Pricing with market power
                   Pricing with market power
• In monopoly chapter we assumed that each monopolist
  seller only sold one homogenous good and had to sell all
  units at the same price
• In this chapter text considers sellers with market power
  for which these assumptions are not true
   – market power: the seller faces a demand curve for its own
     products that is not perfectly elastic
• First few pages deal with price discrimination: charging
  different prices for different units sold
   – different units can be sold to the same buyer, or to different
   – note a key assumption for price discrimination: there must be
     something that prevents buyers from reselling the units that they
     have bought, to other buyers
                First-degree price discrimination
• This is the reference case in which every unit sold is sold
  at the highest price that any buyer is willing to pay for it
   – first-degree price discrimination is sometimes also referred to as
     perfect price discrimination
• As figure 11.2 shows, this implies that there will then be
  no consumer surplus left in the market for this good
• Note also that with first-degree price discrimination, the
  profit-maximizing quantity for the monopolist is where the
  MC intersects the demand curve (why?)
   – is this solution still consistent with the general rule: produce and
     sell until the marginal revenue equals marginal cost? (Ans: yes)
• What happened here to the efficiency loss from
   – Ans: the equilibrium is efficient (why?)
               First-degree price discrimination
• Although it may not be possible in practice, one can
  interpret it this way: Suppose the seller knows each
  individual’s demand curve, and hence can compute the
  individual’s consumer surplus at each price
• The seller can then offer each individual the following: if
  you pay me an amount that is one cent less than your
  consumer surplus, I will allow you to buy as many units
  as you like at a price that is equal to my MC
• If you do not accept this offer, I will not sell you any units
   – remember, we have ruled out the possibility that the consumer
     could by any units from someone else who had bought it from
     the monopolist
• A self-interested consumer would accept this offer. If all
  consumers do, the number of units sold will be where the
  market demand curve intersects the MC, and there is no
  consumer surplus left
                   Price discrimination, cont’d
• Text recognizes that perfect price discrimination is not
  possible in practice but cites the examples of doctors,
  lawyers, accountants, as sellers that try to use it in
  practice, at least to some extent
• Second-degree price discrimination: when the price per
  unit depends on how many units the consumer buys
   – note again that in order for this to work, it must be impossible (or
     at least costly) for consumers to resell units that they have
     bought, to others
• An example of second-degree price discrimination is
  block pricing: for some X, the first X units bought per
  period are priced at Px per unit; if more than X units are
  bought, the price per unit falls to Py<Px per unit
   – this pricing scheme is applied to each individual buyer
                   Price discrimination, cont’d
• An example of block pricing is the pricing of electricity to
  households in some communities
   – note that there can be more than two prices
• Block pricing may be particularly useful in cases of
  natural monopoly
   – remember, natural monopoly is when economies of scale are so
     large that it is only efficient for a single firm to serve the whole
   – it can be used together with monopoly regulation to attain an
     efficient level of production, although it generally is not privately
     profitable to produce at that level if only two prices are allowed
• Third-degree price discrimination is the most common
  form. This refers to cases where various methods are
  used to charge different buyers different prices
               Third-degree price discrimination
• As before, it is critical that resale of the seller’s goods or
  services are not possible
   – clearest cases of this practice would be student or seniors’

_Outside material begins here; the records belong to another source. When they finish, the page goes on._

PR #278, opened 2023-06-18
Add map voting whitelist endpoints

cemathey:
Add the vote map whitelist stuff as endpoints.

I did build this, I only explicitly tested `get_map_whitelist`, `do_add_map_to_whitelist` and `do_remove_map_from_whitelist` endpoints.

`reset_votemap_state` wasn't instantiating an instance of `VoteMap` so apparently it's been broken for a bit? Or I'm just confused, but I added it so it should work now if it wasn't.

I am not very familiar with map voting, we don't use it on our server so someone should take a close look at this.


rconweb/api/votemap.py
```diff
@@ -109,7 +115,6 @@ def reset_votemap_state(request):
             command="reset_votemap_state",
         )
     audit("reset_votemap_state", request, {})
-    v = VoteMap()
```
timraay, line 112: You said it wasn't instantiating a VoteMap instance here. Clearly it did, but you must've accidentally removed it. Not a big deal, though preferably you only instantiate it after you check if the request method is indeed POST.

rconweb/api/votemap.py
```diff
@@ -122,3 +127,158 @@ def reset_votemap_state(request):
...
+@login_required(True)
+@record_audit
+def do_add_map_to_whitelist(request):
+    data = _get_data(request)
+    try:
+        map_name = data["map_name"]
+    except KeyError:
+        return api_response(
+            failed=True,
+            result=None,
```
timraay, line 153: The result should be a very simple error message ideally.

rconweb/api/votemap.py
```diff
@@ -122,3 +127,158 @@ def reset_votemap_state(request):
...
+@record_audit
+def do_add_maps_to_whitelist(request):
+    data = _get_data(request)
+
+    try:
+        map_names = data["map_names"]
+    except KeyError:
+        return api_response(
+            failed=True,
+            result=None,
```
timraay, line 179: Same here, would need basic error message. This applies to more functions further down it seems.

timraay (approved):

rconweb/api/votemap.py
cemathey: Now that I understand better, it was instantiating it below but we were trying to use it in the response for non-POST requests.

I changed it to an error message instead.

PR #279, opened 2023-06-18
Move VAC ban settings to default_config.yml and allow whitelisted fla…

cemathey:
* Move the VAC ban settings from `.env` to `default_config.yml`
* Allow whitelisted player flags to skip the VAC ban check
* Update unit tests to reflect changes

I did run the tests and add a couple more to reflect the changes and added some typing.

This should be mergeable when we're ready to do a release, I was able to test it against a live server and it works, and I tested it after modification to make sure the rest of the steam API stuff works (looking up bans for the Live view, which works).

I did not deprecate the environment variables from `.env` or any of the Docker files yet, if we do merge this we can do that in a later release once people have had time to update their settings.

Preferably we do the deprecation after we do PR 277 (if we merge/release that) so that we can change the `.env` file easier in future releases.


config/default_config.yml
```diff
@@ -47,6 +47,15 @@ BANS:
   # Same as above but the other way around, remove a player from the blacklist will unban him
   unblacklist_does_unban: yes
 
+VAC_GAME_BANS:
```
timraay, line 50: You should add some more comments here.

config/default_config.yml
```diff
@@ -47,6 +47,15 @@ BANS:
...
+  steam_api_key: ""
```
timraay, line 51: Steam API key config key value should not be under the VAC game ban config. It should either be entirely separate or stay inside of the .env

timraay (changes requested):

cemathey:
The latest commits should cover the requested changes, I also added some better logging for steam API errors.

I accidentally rate limited myself while working on this with my steam API key, but we were swallowing those errors, now it should log a stack trace and people can see it happening.

timraay (approved):

PR #285, opened 2023-07-07
Populate DB URI from .env vars to allow ? in passwords and add healthchecks

cemathey:
`?` and `#` were incompatible DB passwords because the `DB_URL` was being parsed as a URL to get its component pieces.

* Add `.env` variables for the components of the postgres DB URI
* Pulls DB URI components from the environment instead of parsing the URL to allow the `?` character in passwords
* Adds Docker health checks for `postgres` and `redis` and delays starting the backend containers until they report healthy
* Add `.env` variable for the `redis` hostname and update the associated compose/etc. files to match
* Renames the `redis` environment variables to prefix with `HLL_` to match the postgres naming convention

I did build and connect this to two servers and I believe it works fine.

I don't think this is that useful (outside of expanding the usable characters for the database password) but there's really no reason not to let people pass env variables to point at a different database/redis if they want without having to hand edit compose files.


cemathey:
After a little bit of experimentation I had to tweak this slightly (our postgres connection URL wasn't including the database name) to get it to work properly with non-default database names.

With fresh eyes I also found a couple of spots I hadn't updated the redis env variables correctly so I fixed that as well.

PR #287, opened 2023-07-18
Hotfix/permissions

cemathey:
* Start auto settings by default (not sure why it was ever off to begin with)
* Fix some mislabeled permissions for `RecordedRcon` (missing app label)
* Move `get_online_console_admins` to `RecordedRcon` since it uses `get_players()`
* Move the cache invalidation for things that use `get_players` to `RecordedRcon`

I did build this and test it against the event server and kick/temp/perma ban and blacklist myself and it all works.

I'm not sure I entirely understand the cache invalidation stuff though if anyone sees a problem with this.


config/supervisord.conf
```diff
@@ -38,7 +38,7 @@ command=/code/manage.py auto_settings
 environment=LOGGING_FILENAME=auto_settings_%(ENV_SERVER_NUMBER)s.log
 startretries=100
 startsecs=1
-autostart=false
+autostart=true
```
FlorianSW, line 41: ehhh, is tthis really required? Meaning: Why would we change that default and why in a hotfix?

FlorianSW (changes requested):
The cache invalidation changes are out of scope of the permissions hotfix as well, isn't it? Or do I miss something here?

PR #288, opened 2023-07-28
Start auto-settings by default

cemathey:
Every other service starts by default, I don't think there's a downside to starting auto-settings by default also.

Individual installs can easily override their supervisord.conf if they want


FlorianSW:
Uhm, I think there is a default auto-settings config, which also _does_ things. I don't think we should magically enable auto-settings by default which might change peoples configuration to undesired settings.

PR #289, opened 2023-07-30
Feat/api documentation

cemathey:
Adds the `get_api_documentation` endpoint to automatically generate some minimal API documentation (endpoints, parameter names, default values and doc strings) for each endpoint.

Adds the new permission to the default groups.

The return type isn't particularly useful right now, but could be if we add more typing.

An example auto-documented endpoint:

```json
{
        "endpoint": "do_add_vip",
        "arguments": {
          "name": {
            "default": null,
            "annotation": null
          },
          "steam_id_64": {
            "default": null,
            "annotation": null
          },
          "expiration": {
            "default": "",
            "annotation": "<class 'str'>"
          }
        },
        "return_type": null,
        "doc_string": "Adds VIP status on the game server and adds or updates their PlayerVIP record."
}
```

### DIFF
--- a/rconweb/api/urls.py
+++ b/rconweb/api/urls.py
@@ -1,4 +1,8 @@
+from inspect import _empty, getdoc, signature, unwrap
+from typing import Callable
+
 from django.urls import path
+from django.views.decorators.csrf import csrf_exempt
 
 from . import (
     audit_log,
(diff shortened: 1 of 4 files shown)


rconweb/api/urls.py
```diff
@@ -14,51 +20,102 @@
...
+def _get_empty(value):
+    """Return None for inspect._empty values or the value as a string"""
+    if value is _empty:
+        return None
+    else:
+        return str(value)
+
+
+@csrf_exempt
+@login_required()
```
FlorianSW, line 35: does this really need a login, btw.? 🤔

cemathey: Probably not now that I think about it, we already expose the CRCON version publicly even when someone isn't logged in, and if you know the version then you know the API.

The only time it wouldn't match is if someone was building their own images on an altered build.

I'll remove the permissions.

FlorianSW (approved):

PR #291, opened 2023-08-03
Maint/upgrade django

cemathey:
We can jump from Django `3.1` to `4.2` with almost no changes, but Django started implementing CSRF origin checking in `4.0`.

This means that (the CRCON frontend works fine) to use the admin site users would have to configure their `RCONWEB_SERVER_URL` environment variable to match their originating host (url, http://<vps ip>:<port>, etc.) or they get a CSRF error on any page on the admin site.

For example: `RCONWEB_SERVER_URL=http://localhost:8010`

`django-directory` was incompatible with Django `4.0`+ but I forked it/patched it (the `url` method was deprecated) and updated `requirements.txt` to point to the working version.

`CORS_ORIGIN_WHITELIST` is renamed to `CORS_ALLOWED_ORIGINS`  to match `django-cors-headers` documentation (the old name is an alias for now, but I changed it in case they deprecate it in the future)

Django `3.1` ends LTS in April 2024 so it's still supported, but prior to Django `4.1` they used `jQuery` to add Javascript to manage formset events on the admin page and I'm working on that on a separate branch and would rather just do it once, in the modern style with the latest version of Django.

### DIFF
--- a/README.md
+++ b/README.md
@@ -138,6 +138,12 @@ Per server settings
     HLL_HOST
     HLL_PORT
     HLL_PASSWORD
+    RCONWEB_SERVER_URL
+
+**You must configure `RCONWEB_SERVER_URL` for each server you're setting up to match the URL you're hosting CRCON on, or you will be unable to access the admin site due to CSRF errors**
+
+For example if you are hosting using `HTTPS` on `example.com` you would set `RCONWEB_SERVER_URL=https://example.com`
+For example if you are hosting using `HTTP` on `127.0.0.1` on port `8010` you would set `RCONWEB_SERVER_URL=http://127.0.0.1:8010`
 
 There are other optional (but beneficial) settings in your `.env` such as Discord integration.
 
--- a/requirements.txt
+++ b/requirements.txt
@@ -1,7 +1,7 @@
 Click~=8.0.0
 cachetools==4.0.0
-Django~=3.2.0
-django-cors-headers==3.5.0
+Django~=4.2.0
+django-cors-headers==4.2.0
 redis==3.5.3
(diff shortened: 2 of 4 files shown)


README.md
```diff
@@ -138,6 +138,12 @@ Per server settings
     HLL_HOST
     HLL_PORT
     HLL_PASSWORD
+    RCONWEB_SERVER_URL
+
+**You must configure `RCONWEB_SERVER_URL` for each server you're setting up to match the URL you're hosting CRCON on, or you will be unable to access the admin site due to CSRF errors**
```
FlorianSW, line 143: I'm fine with that, but we should definitely point that out in the release announcement :D

requirements.txt
```diff
@@ -24,5 +24,7 @@ pandas>=1.4.1,<2.0.0
 pydantic==1.9.1
 discord.py==1.7.3
 pytest==7.2.0
-django-directory
+# django-directory
+# django-dirctory is currently incompatible with Django 4.0+, PR is pending to fix django-directory upstream
+git+https://github.com/cemathey/django-directory@f51ee1e8dc50edf453fee4a0d9631c0e46fe9433
```
FlorianSW, line 29: do we really need this? And if so, for what 😅

FlorianSW (approved):
Looks good so far (just one comment). However, didn't test it, yet :D

requirements.txt
cemathey: It's used for the api/logs/ endpoint that lets people browse logs through the UI.

README.md
cemathey: Definitely.

PR #292, opened 2023-08-07
Increase TCP socket buffer size

cemathey:
Increase the buffer size from 8,192 to 32,768 bytes. This aligns on a power of 2 (as the docs recommend) and should reduce the number of incomplete requests we get due to HLLs RCON protocol limitations.

### DIFF
--- a/rcon/connection.py
+++ b/rcon/connection.py
@@ -5,7 +5,7 @@ import time
 import uuid
 from threading import Lock, get_ident
 
-MSGLEN = 8196
+MSGLEN = 32_768
 TIMEOUT_SEC = 20
 
 logger = logging.getLogger(__name__)


FlorianSW:
What docs do you refer to? I think we barely read more than 8 kb (or even 32 kb) in one receive, except for logs and other types of lists. How would a higher buffer size protect against incomplete requests?

cemathey:
> What docs do you refer to? I think we barely read more than 8 kb (or even 32 kb) in one receive, except for logs and other types of lists. How would a higher buffer size protect against incomplete requests?

https://docs.python.org/3/library/socket.html#socket.socket.recv This recommends the power of 2 socket size, on master right now we are doing 2^13+4=8196

FlorianSW:
> https://docs.python.org/3/library/socket.html#socket.socket.recv This recommends the power of 2 socket size, on master right now we are doing 2^13+4=8196

Hmm, I read the docs like I would expect it: The buffer size should be a relatively small power of 2. 8kb is already quite big, 32kb is 4 times as big. There is _probably_ no issue with that, _however_ we will allocate much more memory for the responses while we mostly do not read that amount of data at all.

The 20 connections are per worker, iirc. Depending on active services you will have much more connections to the server.

cemathey:
> > https://docs.python.org/3/library/socket.html#socket.socket.recv This recommends the power of 2 socket size, on master right now we are doing 2^13+4=8196
> 
> Hmm, I read the docs like I would expect it: The buffer size should be a relatively small power of 2. 8kb is already quite big, 32kb is 4 times as big. There is _probably_ no issue with that, _however_ we will allocate much more memory for the responses while we mostly do not read that amount of data at all.
> 
> The 20 connections are per worker, iirc. Depending on active services you will have much more connections to the server.

Well I'm not married to the change, it would help people with more exotic character ranges in their game logs, CRCON as is works for most users though so it won't hurt my feelings to leave it as is.

Even if we leave it at its current size though we should probably change it to the actual power of 2 instead of 2**13 with 4 extra bytes allocated.

I did some minor digging into the C code for the socket module Python uses (haven't written any C in forever, so maybe I'm reading it wrong) and as far as I can tell it's only allocating that memory when it actually tries to receive data over that buffer and then it's accessible to the caller until it's garbage collected on the Python side.

It also resizes the buffer if the received data is smaller than the asked for length.

I think this means that we aren't actually using any memory until we both open a socket *and* try to read over it, and any open but unused sockets aren't allocating that memory.

I'm about as far from an expert on C or socket programming as you can get, but I think the end result here is we're talking about at most a megabyte or two of extra RAM usage in a program that uses a couple of gigabytes under normal usage.

FlorianSW:
I mean, if it actually improves things for _some_ and doesn't hurt anyone else, then I'm fine with merging it and see what people say in real setups (if they even see any consequences :D).

FlorianSW (approved):

PR #295, opened 2023-08-14
Feat/api keys

cemathey:
Adds the ability to authenticate with an API key and the HTTP authorization header instead of having to include a valid `sessionid` cookie with every request.

This should change nothing for anyone using the standard browser based version of CRCON, but allow easier usage of the API.

API keys are hashed (so we aren't storing them in plaintext in the database) using Django's default password hasher, and uses the `SECRET_KEY` as defined in `.env` as the salt to make sure we get deterministic values, otherwise the password hasher uses its own salt and the same value hashes to different values every time.

API keys are constrained to a minimum of 32 characters to try to help users not pick stupid defaults that will compromise them.

I'm using `uuidv4` from https://jspm.dev/uuid to generate default API keys in the admin view, I tested it without a network connection and nothing breaks, just throws an error in the console if that URL is unavailable. Users can just type whatever value they want in the UI if they want different keys, but that should provide a safe and useful default for most users.

Authentication wise it just looks for a matching API key and looks up the corresponding user, and then uses the normal user based Django authentication (to include permissions, etc.). API keys are constrained to be unique on the database side because of this.

Duplicate API keys are checked for during form validation, which does allow someone to determine if an API key is already in existence which is less than ideal, but this is part of the admin site and only accessible to trusted users.  AFAIK there is no way around this unless we were to also include a username as part of the HTTP authorization header.

I did all my testing through both the admin site to check for usability/errors, and Postman to send requests to the API and as far as I can tell it all works correctly.


timraay (approved):
If there's two things I'm bad at it's authentication and Django. Take my approval and pretend like this was a serious review.

PR #296, opened 2023-08-20
rcongui: Fix stats player URL when steaminfo is not available

MartijnHols:
The stats player name URL now falls back to a community URL with the steamID so the player name now always has a link to the user's profile.


cemathey (approved):
Looks good to me, I built a version with PR 296 and 298 in them and they seem to work fine, holding merge in case anyone else wants to comment.

PR #305, opened 2023-09-10
Autosettings: Add "set_map_shuffle_enabled" to default config

LordofAgents:
Hey everyone,

first, thank you for this great software!
I have noticed that the command "set_map_shuffle_enabled" is missing in the standard configuration for autosettings. Since the standard configuration serves as documentation, I think it makes sense to include this command in the file. In this pull request I have done exactly that. This should make it easier for new users (including me) to include it. 

Thank you very much!


cemathey (approved):
lgtm, I couldn't find any references to `config/auto_settings.default.json` though, I think that's a legacy file that isn't used anywhere.

Will hold on merging for awhile in case anyone has any comments, thanks for your contribution!

LordofAgents:
I used this file, to recover the lost default file on our deployment. So i think, if we update the default file, we should update it to

cemathey:
> I used this file, to recover the lost default file on our deployment. So i think, if we update the default file, we should update it to

Great point, didn't consider that, that's a lot easier for most people than trying to look inside the actual code itself for the defaults.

     discounts for certain goods or services
   – other cases could be charging different prices for the same good
     in different outlets
• The key element in third-degree price discrimination is
  that there must exist buyer groups with different price
  elasticities of demand
   – if such groups exist and the seller can charge different prices to
     members of each group, it will generally be profitable to do so
• Suppose there are two buyer groups indexed by 1 and 2
  that can be charged different prices. The monopolist’s
  profits will then be
  Third-degree price discrimination with two buyer groups
• Using calculus (on the board) and simplifying, one can
  derive the following rule for optimal pricing:
      MC (Q1  Q2 )  P (1  11 )  P2 (1   2 1 )

• Clearly, prices in the two markets will only by different if
  the demand elasticities η(1) and η(2) are different
• For an illustration, see Fig 11.5 in the text (board)
• The text now gives several examples of third-degree price
  discrimination in which the seller tries to separate out
  buyer groups with different elasticities by making the
  product slightly different, or at least make it seem as if they
  are slightly different
        Examples of third-degree price discrimination
• One amusing example is the one referring to the
  producer of vodka who sells the same product at
  different prices, only in different bottles
   – note that the names cited are clearly designed to appeal to
     different buyer groups
   – I sort of suspect this method may be used by sellers of mou tai
• Other interesting examples are airline travel (business
  class vs economy), and the practice of giving discounts
  to people who present coupons from the newspapers, as
  well as “mail-in rebates”
   – note the empirical evidence on different price elasticities for
     coupon users and non-users in Table 11.1
   – Note also that the different price elasticities for airline travel are
     likely to be due in part to the fact that in many cases, business
     travel is paid by someone else, not the traveller
              Intertemporal price discrimination
• The example of hard-back and paper-back editions of
  books is interesting (Fig 11.7)
   – Note that in this case, the seller is a monopolist because of
     copy-right legislation
   – Separation of markets in this case is accomplished by releasing
     the hardback version of the book many months before the paper-
   – People who are eager to buy the book right away probably have
     a less elastic demand, so they will buy the hardback edition even
     if it is expensive; if the paperback edition were available right
     away, many of those who buy the hardback edition would
     probably buy the cheaper paperback edition instead
• Another example is peak-load pricing
   – it is practiced in situations where the demand for some good or
     service fluctuates over time
                        Peak-load pricing
• As the text notes (around Fig 11.8), peak-load pricing is
  both more profitable for the seller than charging the
  same price at all times, and more efficient for society
  (because the marginal cost is lower at off-peak)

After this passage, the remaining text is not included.